A random field is one where the initial state of the cells, alive or dead is decided by a probability rating $p$, e.g. $p = 0.5$ would mean the chance of a cell starting alive would be 50%, hence about 50% of the cells would be alive using a random number function at the start. Most random, asymmetric shapes produce what seem to be permanent disorder that expands and fills the space and looks like it never wants to settle down. As this particular universe is finite in size, then there are a finite number of possible states, so in fact all configurations will repeat, even if they take a long time. To the right is a typical example of such a random population many generations after its creation. In this example one can see, top right, an oscillating corner, while near the centre is a hat glider, moving downwards. Neither shape will survive more than a generation or two, but this is how precarious life is in this universe.


The Reproduce or die 2/4 variation does have its moments of oscillators, gliders, guns, collisions and explosions, with some amazing kaleidoscopic patterns to delight the eyes. The downside is that there are far too many uncontrolled population growths that swamp and destroy the more interesting order. Life in such volatile fields is short-lived and fleeting, much like the real universe. Perhaps that is what makes this kind of life so precious.

Whatever next?!

In Reproduce or die 2/4, there are a few questions I would like to ask:

  • How would changing the finite size of the universe change the outcomes? I used a 20×20 universe, but I’d expect it to be different for, say a 30×30. Readers will have a chance to try this out!
  • In a random field, is there a pattern to the population density?
  • What is the frequency of appearance of stable shapes, like the hat, corner and rod?
  • What would happen if the Reproduce or die 2/4 rules were modified slightly? For example when two cells are trying to be born into the same square, what if they cancelled out and it remained empty? That might dampen down those unwanted exponential explosions.

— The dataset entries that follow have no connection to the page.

PR #487, opened 2025-08-25
Make project service nullsafe

ValentinFutterer:
## Description

Bugfix

#### What does this PR do?

When you are using the default project service and then switch to Pure, you get a null pointer. This PR fixes it.

This PR also fixes a small typo in the github workflow test.yml (thanks to Sotirios for spotting it immediately)


BlueTechie (approved):
The nullpointer exception has already been fixed in a separate PR. However, defensive programming is a good idea and the typo fix is valid 👍

PR #489, opened 2025-09-17
People: Fix wrong servicetype being used

ValentinFutterer:
## Description

Bugfix

#### What does this PR do?

Sends the correct queryvalue instead of the displaytext. This can cause bugs with the Pure integration and University service, since display is lowercase and query is all uppercase. To test it out move ORCID to first place in the person services. the frontend will now only use  the ORCID service (there is a fallback in the backend, which always chooses the first one when the service type is not found)


lpandath (approved):
LGTM to me!

Issue #411, opened 2025-01-09
Clarify contact person definition and role assignment in find person and search service


lpandath:
**Changes**
![Screenshot 2025-01-09 at 16 55 36](https://github.com/user-attachments/assets/690a2848-1a9a-47b3-9367-24aa1ae546f1)

1. Clearly show that users need to define a contact person by using the contact symbol on the right.
2. Add instructions or a tooltip to help users understand how to assign roles to the contact person.
3. Make the process of setting up a contact person and assigning roles easier and more intuitive, so users can find the settings quickly.

**Additional notes**
The current UI is unclear about where to define the contact person and assign roles.

**Assumptions**
Consider tooltips or instructions are added to help users understand the process.

**Acceptance Criteria**
Users can clearly see where to define a contact person and know how to assign roles.

**Risks? (optional)**
Potential risks and how to best mitigate them.

ValentinFutterer:
Contact person UI should be made more intuitive by [this](https://github.com/tuwien-csd/damap-frontend/pull/394)
I dont get what is meant by 2. The contact person is a normal contributor, so roles can be assigned like normal.

lpandath:
@ValentinFutterer was still not that intuitive, but we can of course get more feedback from other users. 
Another point: the role form field could contain a tooltip or similar to inform you about the role description.

lpandath:
![Image](https://github.com/user-attachments/assets/b64dd44a-3557-4383-8ff0-137bf39f0e04)

@ValentinFutterer @andresTabiTuwien 
Alternative UI Enhancements:

_first_:
When the user clicks into the search field (without typing anything), the recommended contributors list is displayed below the search field. This list remains visible until the user starts typing.
_Typing Behavior_: as soon as the user starts typing (on keypress), the recommended contributors disappear, and the actual search results are shown.
_Search Completion Behavior:_ If the user clears the search input (deletes all characters), the recommended contributors list reappears automatically.

_second_:
Collapsible recommended contributors section. The recommended contributors should not be permanently visible.
They are inside a collapsible container (similar to an accordion):
Initially open by default.
If the user starts typing or selects a contributor, the container automatically collapses.
After collapsing, it should not reopen automatically unless triggered manually.
The user can manually reopen it by clicking a “Show Recommendations” button.

_not that optimal:_
Instead of stacking sections, use a two-column layout:
Left Side: search & recommended contributors
Right Side: selected contributors (updated in real-time)

[...]

PR #491, opened 2025-10-01
eduID integration, Authentication overhaul

GeoffreyKarnbach:
Frontend PR for Backend:

https://github.com/damap-org/damap-backend/issues/411

Adds new login flow, HTTP Authentication Interceptor, changes to the Guard system, Auth Service, Replacing OIDC by the custom JWT logic, add new service to add persons to a DMP

### DIFF
--- a/apps/damap-frontend/src/app/services/config.service.ts
+++ b/apps/damap-frontend/src/app/services/config.service.ts
@@ -2,8 +2,8 @@ import { AuthConfig, OAuthService } from 'angular-oauth2-oidc';
 import { BehaviorSubject, Observable, lastValueFrom } from 'rxjs';
 import { Injectable, isDevMode } from '@angular/core';
 
-import { Config } from '@damap/core';
 import { FeedbackService } from '@damap/core';
+import { BackendService, Config } from '@damap/core';
 import { HttpClient } from '@angular/common/http';
 import { Router } from '@angular/router';
 import { environment } from '../../environments/environment';
@@ -21,6 +21,7 @@ export class ConfigService {
     private http: HttpClient,
     private oauthService: OAuthService,
     private router: Router,
+    private backendService: BackendService,
     private feedbackService: FeedbackService,
   ) {}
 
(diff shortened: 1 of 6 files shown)


apps/damap-frontend/src/app/services/config.service.ts
```diff
@@ -35,34 +36,103 @@ export class ConfigService {
...
-                if (url !== '') {
-                  return this.router.navigateByUrl(url);
-                }
+                this.backendService
+                  .getAuthJWT(this.oauthService.getAccessToken())
+                  .subscribe(
+                    response => {
+                      localStorage.setItem(
+                        'damap_session_token',
+                        response.token,
```
BlueTechie, line 75: Session tokens should not be stored in localStorage ([https://auth0.com/docs/secure/security-guidance/data-security/token-storage#don-t-store-tokens-in-local-storage](https://auth0.com/docs/secure/security-guidance/data-security/token-storage#don-t-store-tokens-in-local-storage) has more info). Instead we should use a secure session cookie.

apps/damap-frontend/src/app/services/config.service.ts
```diff
@@ -35,34 +36,103 @@ export class ConfigService {
...
-            // sessionChecksEnabled: true,
-          };
-          this.oauthService.configure(authConfig);
-          this.oauthService.setupAutomaticSilentRefresh();
-          return this.oauthService
-            .loadDiscoveryDocumentAndTryLogin()
-            .then(() => {
+
+          if (config.env === 'PROD') {
+            const manualAuthConfig: AuthConfig = {
```
BlueTechie, line 49: See my comment in the backend PR concerning `env`.

libs/damap/src/lib/auth/auth.service.ts
```diff
@@ -1,61 +1,100 @@
...
+    return claims['sub'];
+  }
+
+  getClaimsFromJWT(): any {
+    const jwtToken = localStorage.getItem('damap_session_token');
+    if (!jwtToken) {
+      return null;
+    }
+    const claims = JSON.parse(atob(jwtToken.split('.')[1]));
+    return claims;
```
BlueTechie, line 98: There is a signature check of the JWT missing. Without it, anyone could forge a token with any payload they want and claim that they are an admin, among other possibilities.

libs/damap/src/lib/auth/auth.service.ts
```diff
@@ -1,61 +1,100 @@
...
+    const claims = this.getClaimsFromJWT();
+    if (!claims) {
+      return '';
+    }
+    return claims['sub'];
+  }
+
+  getClaimsFromJWT(): any {
+    const jwtToken = localStorage.getItem('damap_session_token');
+    if (!jwtToken) {
```
BlueTechie, line 94: See my other comment about using `localStorage` to store the session token.

libs/damap/src/lib/interceptors/token.interceptor.ts
```diff
@@ -0,0 +1,63 @@
...
+
+  intercept(
+    request: HttpRequest<any>,
+    next: HttpHandler,
+  ): Observable<HttpEvent<any>> {
+    const token = localStorage.getItem('damap_session_token');
+
+    if (!token) {
+      return next.handle(request);
+    }
```
BlueTechie, line 30: Currently, the token is sent to any outgoing HTTP request. We should modify this to
`if (!token || !request.url.startsWith(environment.backendurl))` to only do so when communicating with the backend (consider for instance the redirects to other non-damap URLs, such as to find out more about licenses).

libs/damap/src/lib/interceptors/token.interceptor.ts
```diff
@@ -0,0 +1,63 @@
...
+    private backendService: BackendService,
+  ) {}
+
+  private isRefreshing = false;
+
+  intercept(
+    request: HttpRequest<any>,
+    next: HttpHandler,
+  ): Observable<HttpEvent<any>> {
+    const token = localStorage.getItem('damap_session_token');
```
BlueTechie, line 26: See my other comment on localStorage.

libs/damap/src/lib/services/backend.service.ts
```diff
@@ -461,6 +461,18 @@ export class BackendService {
     return this.http.delete<void>(`${this.backendUrl}admin/banner`);
   }
 
+  getAuthJWT(accessToken: string): Observable<{ token: string }> {
+    return this.http.get<{ token: string }>(
+      `${this.backendUrl}auth/jwt?access_token=${accessToken}`,
+    );
```
BlueTechie, line 472: See my other comment in the backend PR: We should not be sending `accessToken` as part of the URL. Instead, we should use POST.

BlueTechie (changes requested):
I have found some vulnerabilities that are linked to the architecture choices of the backend, and some that are frontend specific. As in the backend PR, fixing them should not be too time consuming.

libs/damap/src/lib/auth/auth.service.ts
GeoffreyKarnbach: Worst case the user can see the admin UI, but cannot actually perform any actions, as the backend itself verifies the signature of the JWT independently.

libs/damap/src/lib/interceptors/token.interceptor.ts
GeoffreyKarnbach: Great catch!

libs/damap/src/lib/services/backend.service.ts
GeoffreyKarnbach: Fixed

apps/damap-frontend/src/app/services/config.service.ts
GeoffreyKarnbach: In the previous implementation of DAMAP relying on KeyCloak we used the same mechanism. Changing this up now, would require major changes in the processing of requests, especially in the backend. Is there any less invasive alternative?

GeoffreyKarnbach: We discussed it, as we use localstorage only for short lived tokens of under 3 hours and localstorage might only be an issue in case of XSS (which we anyways need to strongly prevent), LocalStorage is suitable to be kept.

BlueTechie (approved):

libs/damap/src/lib/auth/auth.service.ts
```diff
@@ -1,61 +1,100 @@
...
+      return false;
+    }
+    return claims['groups']?.includes('Damap Admin');
   }
 
   logout() {
-    this.oAuthService.logOut();
+    localStorage.removeItem('damap_session_token');
+    // Navigate to start page, remove anything after first /
+    this.router.navigateByUrl('/');
```
ValentinFutterer: This doesnt log you out, it just moves you to the landing page

ValentinFutterer, line 81: For Keycloak: This doesnt log you out, it just moves you to the landing page

apps/damap-frontend/src/app/services/config.service.ts
```diff
@@ -43,34 +44,103 @@ export class ConfigService {
...
-                }
+                this.backendService
+                  .getAuthJWT(this.oauthService.getAccessToken())
+                  .subscribe(
+                    response => {
+                      localStorage.setItem(
+                        'damap_session_token',
+                        response.token,
+                      );
+                      this.oauthService.logOut(true);
```
ValentinFutterer, line 77: Can you explain why this is needed, I cant figure it out 😅

apps/damap-frontend/src/app/services/config.service.ts
```diff
@@ -43,34 +44,103 @@ export class ConfigService {
...
-            showDebugInformation: isDevMode(),
-            // sessionChecksEnabled: true,
-          };
-          this.oauthService.configure(authConfig);
-          this.oauthService.setupAutomaticSilentRefresh();
-          return this.oauthService
-            .loadDiscoveryDocumentAndTryLogin()
-            .then(() => {
+
+          if (config.env === 'PROD') {
```
ValentinFutterer, line 48: Is there a way to make this code shorter, it shares a lot of code with the Dev is branch
Although this could be tricky, i realise, its just a thought

ValentinFutterer (commented):
When you log in, you get redirected to the landing page, before you then go to the homepage.

apps/damap-frontend/src/app/services/config.service.ts
lpandath, line 48: Here the SPA sends a dummySecret with useHttpBasicAuth. A browser client can not keep secrets. For eduID/public clients this should be PKCE-only. Can we drop the secret/basic auth here and confirm backend #411 works with pure PKCE?

libs/damap/src/lib/interceptors/token.interceptor.ts
```diff
@@ -0,0 +1,64 @@
...
+import { environment } from '../../../../../apps/damap-frontend/src/environments/environment';
+
+@Injectable()
+export class TokenInterceptor implements HttpInterceptor {
+  constructor(
+    private authService: AuthService,
+    private backendService: BackendService,
+  ) {}
+
+  private isRefreshing = false;
```
lpandath, line 20: while isRefreshing is true, concurrent requests still go out with the expired token into 401s/logouts

ValentinFutterer:
Redundant due to https://github.com/damap-org/damap-frontend/pull/511

PR #492, opened 2025-10-13
Textarea: Fixed visibility of questions

### LINKED ISSUE #490: Question in text field no longer visible when entering text
**Describe the bug**
see under "Documentation and data quality",
Question in text field no longer visible when entering text,
Concerns question 2. "Please indicate which metadata...." and question 3. "How will you provide documentaion..."
also concerns section Reuse of data/ question 1+2;
maybe also other sections/text fields are concerned - did not check in detail;

Image

Image

**Is this a regression?**
Yes/No.

**Steps to Reproduce**

**Expected behavior**
question should always be visible when entering text in the text field. 

**Screenshots**

Image

Image

**Environment**
 - Browser Mozilla Firefox
 - Damap version 4.6.0

**Additional context**

BlueTechie:
## Description
Bugfix

#### What does this PR do?
Before changes, questions that required user input in the form of a textarea were cut off on smaller screens or when the user zoomed in. This PR places the question as separate text above the text area and shortens its label.

**Before** (Question should read: _Please indicate which metadata will be provided to help others identify, discover and reuse the data_):
image

**After changes**:
image

UPDATE List of additional changes:
- Removed some unused `css` classes and did some small refactoring in `licenses.component.css`, `reuse.component.css`, `specify-data-component.css`.
- Added the long label for textarea in the textarea wrapper component, which can be passed along as an input. This avoids having custom css code for each dmp step for the textareas.
- Moved the `dataGeneration` translation to `dmp.steps.data.specify.question` instead of `dmp.steps.documentation.question` (with a short and long version).
- Split every textarea prompt into a long and short version (except for some trivial ones).

closes GH-490


lpandath (approved):
looks just great! LGTM

ValentinFutterer (commented):
While this solution solves the problem, its really cumbersome and adds unnecessary bloat. I would suggest to move the `<mat-hint>` part into the `textarea-wrapper` component. There you can handle styling in one place and you save yourself all the unnecessary css classes.
Or you could make your life even easier and put the `<mat-hint>` inside the `<mat-form-field` and use the components styling. This way you dont need to manage anything (you already set the subscriptsizing to dynamic). Only issue here is, that the text is below the text field. You could check with Christiane/Livia if its ok, but I think it should be, since the shorter label text is still there.

Or, if you want to be fancy, show the label only if the textfield is empty and not in focus. If the textfield has a value or is in focus, use the `<mat-hint>`. This way, we have the best of both worlds - disclaimer I did not test if it would work.

ValentinFutterer:
Ah and @BlueTechie please link up with @DanceaVlad and @lpandath, since you are introducing new entries into the translation files.

libs/damap/src/lib/components/dmp/doc-data-quality/doc-data-quality.component.html
```diff
@@ -10,28 +10,36 @@
...
 
+        <mat-hint>{{
+          "dmp.steps.documentation.question.long.dataQuality" | translate
+        }}</mat-hint>
         <mat-form-field class="full-width" [formGroup]="docDataStep">
           <mat-label
-            >{{ "dmp.steps.documentation.question.dataQuality" | translate }}
+            >{{
+              "dmp.steps.documentation.question.short.dataQuality" | translate
+            }}
```
ValentinFutterer: Good catch on the overflow here. Can you maybe also adjust the space between the hint and the input field, so that its consistent witht he textareas?

Image

libs/damap/src/lib/components/dmp/licenses/licenses.component.html
```diff
@@ -107,11 +108,12 @@ <h4>{{ dataset.value.title }}</h4>
...
   </ng-container>
 </div>
-<div [style.margin.px]="'5'">
+<div class="summary-container">
   <div [formGroup]="dmpForm">
     <ng-container *ngIf="restricted?.length > 0">
       <app-textarea-wrapper
-        [label]="'dmp.steps.licensing.question.restrictedAccessInfo'"
+        [label]="'dmp.steps.licensing.question.short.restrictedAccessInfo'"
+        [longLabel]="'dmp.steps.licensing.question.long.restrictedAccessInfo'"
```
ValentinFutterer, line 116: This happens with a long dataset name:

Image

I would suggest to add the dataset names to the long info on top and not to the short label.

libs/damap/src/lib/components/dmp/licenses/licenses.component.html
```diff
@@ -120,7 +122,8 @@ <h4>{{ dataset.value.title }}</h4>
 
     <ng-container *ngIf="closed?.length > 0">
       <app-textarea-wrapper
-        [label]="'dmp.steps.licensing.question.closedAccessInfo'"
+        [label]="'dmp.steps.licensing.question.short.closedAccessInfo'"
+        [longLabel]="'dmp.steps.licensing.question.long.closedAccessInfo'"
```
ValentinFutterer, line 126: Same as above

libs/damap/src/lib/components/dmp/reuse/reuse.component.html
ValentinFutterer, line 31: This part should also use the shared textarea component and also needs the long and short version + it has the same problems as the closed and restricted textareas with long dataset names.

Image

ValentinFutterer (approved):
👍

Issue #134, opened 2020-08-11
Cannot connect to jack server even though server running


afterlifenirvana:
I have installed jacktrip on a ubuntu server. My jack server is running with server name jacktrip-mylocation. If the server name is set to default jacktrip is able to connect to jack server if i set it to anything else I cannot connect to it. I wanted to change name of the server for identification.

ntonnaett:
I just stumbled upon something that might fix this. Could you test #156 ?

ntonnaett:
Fixed in #156

PR #156, opened 2020-09-08
Don't nullptr jack server name when creating jack client

ntonnaett:
Setting the jack server name null may be unintended here.


ntonnaett:
This seems to fix #134 .
Serverside:
``` 
jackd -r -n jtserver -d dummy -p 128 &
export JACK_DEFAULT_SERVER=jtserver
./jacktrip -S -p 1
``` 
One client connected without any problems.

wholenotes (approved):

PR #157, opened 2020-09-09
Split library and client

ntonnaett:
This is the first part of splitting jacktrip into a client and a library. The meta issues is #159 . There is the place for discussing the broader endeavour.

### What does this PR
- split in client and library
- library is subproject
- both build with meson
- library can be used from system or locally
- meson generates a pkgconfig file
- Travis builds for Linux and MacOS
- include statements changed, e.g. #include <jacktrip/JackTrip.h> (maybe we don't need a subdirectory in the future)

### What is missing?
- audio parts are still in library

### How to build
I've added a **libjacktrip subproject**. You can (but you don't have to) build and install it with:
```
cd subproject/libjacktrip/
meson builddir
cd builddir
meson install
```
This should compile, generate a pkgconfig file and install the library, headers and the pkgconfig file in /usr/local/… .

To build jacktrip you can type in the jacktrip root directory:
```
meson builddir
ninja -C builddir
```
Most certainly it couldn't find the installed library and just uses the fallback that is the subproject. If it could find the pkgconfig file it uses the installed library. pkgconfig only looks in /usr/lib/pkgconfig/. To add /usr/local/… you must reconfigure your builddir:
```
cd builddir
meson setup --reconfigure -Dpkg_config_path=/usr/local/lib64/pkgconfig/ # lib64 for Fedora and lib for Ubuntu
meson compile
```

The include statements changed because the include headers moved to a subdirectory.


mikedickey:
The description is a little scary but the changes look quite tame. Seems fine to me, but others would probably be better to review.

ntonnaett:
I already talked with Chris about this. We should definitely merge all the great stuff that's already in the pipe, have a new release and do the splitting afterwards.

josmithiii:
Sorry I missed the email where I was requested to review this (need to find a way to route it better in gmail), and thanks to Bonnie for pinging me this morning.  Looking now, the first thing I notice is that
```
cd src
build
```
fails with errors. I would prefer to make it work, but if that's too hard, then I think we should delete the build script or replace it with a trivial script following the new build instructions.

Also,
```
qmake jacktrip.pro
```
fails with similar errors (cannot find expected source files).
Finally, the same sort of failure occurs with
```
sh makeXcodeproj.sh
```
This one is super important for me because I use Xcode for all of my JackTrip development.  I _have_ to get that working (which means getting qmake to work again).  What IDE do you use?  I expect QtCreator is broken also, though I didn't test.

All that said, I agree with the goal of having separate library and client!

josmithiii:
Perhaps the problems I listed will disappear after the conflicts are resolved?

ntonnaett:
You can use meson's xcode backend: `meson setup builddir --backend xcode`

On the other side this PR is outdated now. I will write a jacktrip library from scratch without qt dependency. So I will close this for now.

josmithiii:
Great to learn that meson supports Xcode as a back end!

PR #164, opened 2020-09-27
Hard-clip outgoing conversion from floats to fixed-point

josmithiii:
This is not needed when there is a limiter, but since limiters are off by default (I think an outgoing limiter should be ON by default in every audio channel unless -b 32 is in use), it makes sense to at least hard-clip instead of wrap around in two's complement.  Wrap-around is much noisier than clipping.

There was another pull request about this, which I approved subject to comments, but it never got completed, so I wrote this based on that discussion.

### DIFF
--- a/src/AudioInterface.cpp
+++ b/src/AudioInterface.cpp
@@ -507,11 +507,8 @@ void AudioInterface::fromSampleToBitConversion
  const AudioInterface::audioBitResolutionT targetBitResolution)
 {
     int8_t tmp_8;
-    uint8_t tmp_u8; // unsigned to quantize the remainder in 24bits
     int16_t tmp_16;
     double tmp_sample;
-    sample_t tmp_sample16;
-    sample_t tmp_sample8;
     switch (targetBitResolution)
     {
     case BIT8 :
--- a/src/AudioInterface.cpp
+++ b/src/AudioInterface.cpp
@@ -488,16 +488,6 @@ void AudioInterface::computeProcessToNetwork(QVarLengthArray<sample_t*>& in_buff
     mJackTrip->sendNetworkPacket( mInputPacket );
 } // /computeProcessToNetwork
 
-bool is_big_endian(void)
-{
-    union {
-        uint32_t i;
-        char c[4];
-    } bint = {0x01020304};
-
-    return bint.c[0] == 1;  // 1 if bigEndine, 4 if littleEndian
-}
-
 //*******************************************************************************
 // This function quantize from 32 bit to a lower bit resolution
 // 24 bit is not working yet
@@ -507,8 +497,11 @@ void AudioInterface::fromSampleToBitConversion
  const AudioInterface::audioBitResolutionT targetBitResolution)
 {
     int8_t tmp_8;
+    uint8_t tmp_u8; // unsigned to quantize the remainder in 24bits
     int16_t tmp_16;
     double tmp_sample;
+    sample_t tmp_sample16;
+    sample_t tmp_sample8;
     switch (targetBitResolution)
     {
     case BIT8 :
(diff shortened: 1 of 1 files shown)


src/AudioInterface.cpp
```diff
@@ -497,44 +507,39 @@ void AudioInterface::fromSampleToBitConversion
...
+    case BIT24 : {
+        // tmp_sample = (*input) * 32768.0; // 2^15 = 32768.0
+        tmp_sample = std::max(-8388607.0, std::min(8388607.0, std::round( (*input) * 8388607.0 ))); // 2^23 = 8388608
+        union {
+          uint32_t tmp32;
+          char tmp32c[4];
+        } tmp32u;
+        tmp32u.tmp32 = tmp_sample;
+        int offset = ( is_big_endian() ? 1 : 0 );
+        std::memcpy(output, &(tmp32u.tmp32c[offset]), 3); // 24bits = 3 bytes
```
madwort, line 536: The 24-bit implementation looks pretty weird to me - your new 24-bit implementation looks like it's incompatible with the previous version - is this breaking change intentional? it looks like it would mean that older clients are incompatible with newer clients when using 24-bit mode.

madwort: I susppect 24-bit mode is un-used in practice, but I think it's better to explicit about these things.

src/AudioInterface.cpp
```diff
@@ -488,6 +488,16 @@ void AudioInterface::computeProcessToNetwork(QVarLengthArray<sample_t*>& in_buff
...
 } // /computeProcessToNetwork
 
+bool is_big_endian(void)
+{
+    union {
+        uint32_t i;
+        char c[4];
+    } bint = {0x01020304};
+
+    return bint.c[0] == 1;  // 1 if bigEndine, 4 if littleEndian
```
madwort, line 498: typo `Endine`

src/AudioInterface.cpp
madwort: and presumably you should also be updating this block https://github.com/jacktrip/jacktrip/blob/main/src/AudioInterface.cpp#L516-L526 in the same PR?

josmithiii: The previous 24-bit implementation is [documented as not working](https://github.com/jacktrip/jacktrip/blob/9f596d3778b6614650d9253e201ceeb67abed938/src/AudioInterface.cpp#L442).  I therefore did not test in detail how my implementation would behave differently in all 24-bit cases, but rather wrote what I thought was a good approach for handling the conversion in an endian-independent way, intending to put out the same stream of byes in the little-endian non-clipped case.   (I did single-step it in my testing to see that it was doing what I wanted.)  As a result, I expected my 24-bit case to behave differently on big-endian machines, but the same across big/little endian platforms, which I felt was more important.   I didn't worry about breaking cases involving a new or old big-endian or little-endian clients or servers in 24-bit mode, e.g., because the -b 24 feature is documented as not working, and I've never encountered a server in that mode.  While I consider what I wrote to be a move in the right direction, I agree it is not a complete solution for the 24-bit case, since I didn't rewrite the other direction as well.

Since I "touched" the 24-bit case, it is reasonable to ask me to fix it in both directions in this PR, but I think that should happen in a separate PR under current recommendations.  I therefore conclude that I should back out of my recommended change to the 24-bit case in this PR so that both directions can be addressed in a PR aimed at fixing 24-bit support (which, as you note, nobody seems to use).

src/AudioInterface.cpp
josmithiii: Fixed in jos branch

madwort: 👍 thanks

src/AudioInterface.cpp
madwort: Yes, I agree the 24-bit support should be addressed separately - my PR got delayed because I didn't have time to get to the bottom of the 24-bit handling & it would be really good to get a 16-bit fix merged and in the hands of users. 

To be honest, I would suggest as a next step removing / disabling 24-bit support in JackTrip, pending a re-write.

src/AudioInterface.cpp
```diff
@@ -499,22 +499,23 @@ void AudioInterface::fromSampleToBitConversion
...
         // 8bit integer between -128 to 127
-        tmp_sample = floor( (*input) * 128.0 ); // 2^7 = 128.0
+        tmp_sample = std::max(-127.0, std::min(127.0, std::round( (*input) * 127.0 ))); // 2^7 = 128
         tmp_8 = static_cast<int8_t>(tmp_sample);
         std::memcpy(output, &tmp_8, 1); // 8bits = 1 bytes
         break;
     case BIT16 :
         // 16bit integer between -32768 to 32767
-        tmp_sample = floor( (*input) * 32768.0 ); // 2^15 = 32768.0
+        // tmp_sample = floor( (*input) * 32768.0 ); // 2^15 = 32768.0
```
madwort, line 515: I think probably better to remove this line, not sure it adds anything

src/AudioInterface.cpp
```diff
@@ -534,7 +535,10 @@ void AudioInterface::fromSampleToBitConversion
         std::memcpy(output+2, &tmp_u8, 1); // 8bits = 1 bytes
         break;
     case BIT32 :
-        std::memcpy(output, input, 4); // 32bit = 4 bytes
+        tmp_sample = *input;
+        // not necessary yet:
+        // tmp_sample = std::max(-1.0f, std::min(1.0f, tmp_sample));
```
madwort, line 540: if uncommented, this line would throw a compiler error, because it's comparing `float`s with a `double` - could you either fix or remove? the problems with committing code that is commented out! I think this might have worked if `tmp_sample` was a `sample_t`, but you've changed it to a `double`.

src/AudioInterface.cpp
josmithiii: Agreed - I often leave prior versions in a comment for reference in case corner cases might arise

src/AudioInterface.cpp
josmithiii: changed 1.0f to 1.0

wholenotes: Am I reading this thread correctly?  Looks like this line of commented code is the only point of discussion at this stage.

ntonnaett: I would prefer to revert to the onliner for 32bit but as godbolt told me that it's actually the same with -O2 and this already took way too much time, we should push this now.
[Godbolt Comparison](https://godbolt.org/z/nEhhv3)

ntonnaett (approved):

PR #172, opened 2020-10-17
add audio packet latency histogram to --examine-audio-delay (-x) when print interval is 1 sec or more

josmithiii:
In addition to measuring the mean audio packet latency and standard deviation, the --examine-audio-delay (-x) option (for clients only) prints out an ASCII histogram of packet latencies when the printout interval is 1 second or more.  Ideally only one cell will be seen in the histogram, corresponding to a fixed network round-trip time plus audio buffering latency (to within 5 ms).  merge --squash recommended as usual for these little feature PRs.


mikedickey (approved):

josmithiii:
Feel free to suggest any improvements and I'll put them in a new PR.

PR #174, opened 2020-10-20
more general argument settings for Faust effects

josmithiii:
Support more general parameter-setting options for Faust effects modules, particularly the Compressor (requested by Russ of the Stanford Marching Band, since the vocal setting was not working well for brasses).  After this, the jos branch is almost merged into dev.  This PR should only affect Faust effects modules.


faust-src/Makefile
```diff
@@ -2,8 +2,9 @@ h headers :
 	install -d headersdir
 	$(MAKE) DEST='headersdir/' ARCH='faust2header.cpp' -f Makefile.headers
 
+# install sets the "executable" bit, so we use cp instead:
 ih hi installheaders : headers
-	install headersdir/*.h ../src/
+	/bin/cp -p headersdir/*.h ../src/
```
mikedickey, line 7: FYI install has a "-m" parameter to set the specific mode

src/CompressorPresets.h
```diff
@@ -0,0 +1,81 @@
...
+  ~CompressorPreset() = default;
+};
+
+namespace CompressorPresets
+{
+  //                     name   ratio  thresh  attack  rel  mugain
+  const CompressorPreset voice { 2.0f, -24.0f, 15.0f, 40.0f, 2.0f };
+  const CompressorPreset horns { 3.0f, -10.0f, 100.0f, 250.0f, 2.0f };
+  const CompressorPreset snare { 5.0f, -4.0f, 5.0f, 150.0f, 3.0f };
+  const uint numPresets { 3 };
```
mikedickey, line 27: what about all the others? ;-)

mikedickey (approved):

faust-src/Makefile
josmithiii: Thanks -  I switched to that and realized the headers should be installed as readonly since they are derived source.

src/CompressorPresets.h
josmithiii: I was thinking to be conservative until I have someone who can test and vouch for each particular preset choice, since it will not be good form to change a standard preset later after it is in a release.  These presets were obtained from a quick Internet search, and I don't know how good they are.  The two new ones span a large range of compression, and hopefully cover Russ's needs for the Band.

I asked one of my physics students, Dmitry Mikhailov, to create the Reproduce or Die world so readers could play with it themselves. He kindly took up the challenge and has made an interactive version here. All images in this article are also thanks to his program and Dmitry’s contribution is much appreciated.

Please share your discoveries of any interesting news shapes. Remember, stable shapes are hard to find as most situations end in disarray, so don’t be put off (unless you like entropy!). Finally, why not consider trying to create your own set of rules and you can then be the god (or goddess) of your own universe!